#### Exercise brief:
Write the data out again, matching every line exactly.

::: Given data

PR #148, opened 2019-03-12
protocol service Stop() fix

GuanLuo:
Add @ryanolson as part of the fix is on nvRPC

### DIFF
--- a/src/core/http_server.cc
+++ b/src/core/http_server.cc
@@ -108,6 +108,7 @@ class HTTPServerImpl : public HTTPServer {
   struct event_base* evbase_;
   std::thread worker_;
   int fds_[2];
+  event* break_ev_;
 };
 
 tensorflow::Status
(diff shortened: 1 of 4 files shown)


src/core/http_server.cc
```diff
@@ -129,15 +135,25 @@ tensorflow::Status
 HTTPServerImpl::Stop()
```
deadeyegoodwin: So does Stop() now actually cause the server to stop?

src/nvrpc/Server.cc
```diff
@@ -77,6 +77,7 @@ Server::AsyncRun()
 void
 Server::Shutdown()
 {
+  m_Server->Shutdown();
```
deadeyegoodwin: Does this cause Stop() to stop the GRPC service?

GuanLuo: Stop() now will actually stop the service and return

::::::

#### Written response:
PR #148, opened 2019-03-12
protocol service Stop() fix

GuanLuo:
Add @ryanolson as part of the fix is on nvRPC

### DIFF
--- a/src/core/http_server.cc
+++ b/src/core/http_server.cc
@@ -108,6 +108,7 @@ class HTTPServerImpl : public HTTPServer {
   struct event_base* evbase_;
   std::thread worker_;
   int fds_[2];
+  event* break_ev_;
 };
 
 tensorflow::Status
(diff shortened: 1 of 4 files shown)


src/core/http_server.cc
```diff
@@ -129,15 +135,25 @@ tensorflow::Status
 HTTPServerImpl::Stop()
```
deadeyegoodwin: So does Stop() now actually cause the server to stop?

src/nvrpc/Server.cc
```diff
@@ -77,6 +77,7 @@ Server::AsyncRun()
 void
 Server::Shutdown()
 {
+  m_Server->Shutdown();
```
deadeyegoodwin: Does this cause Stop() to stop the GRPC service?

GuanLuo: Stop() now will actually stop the service and return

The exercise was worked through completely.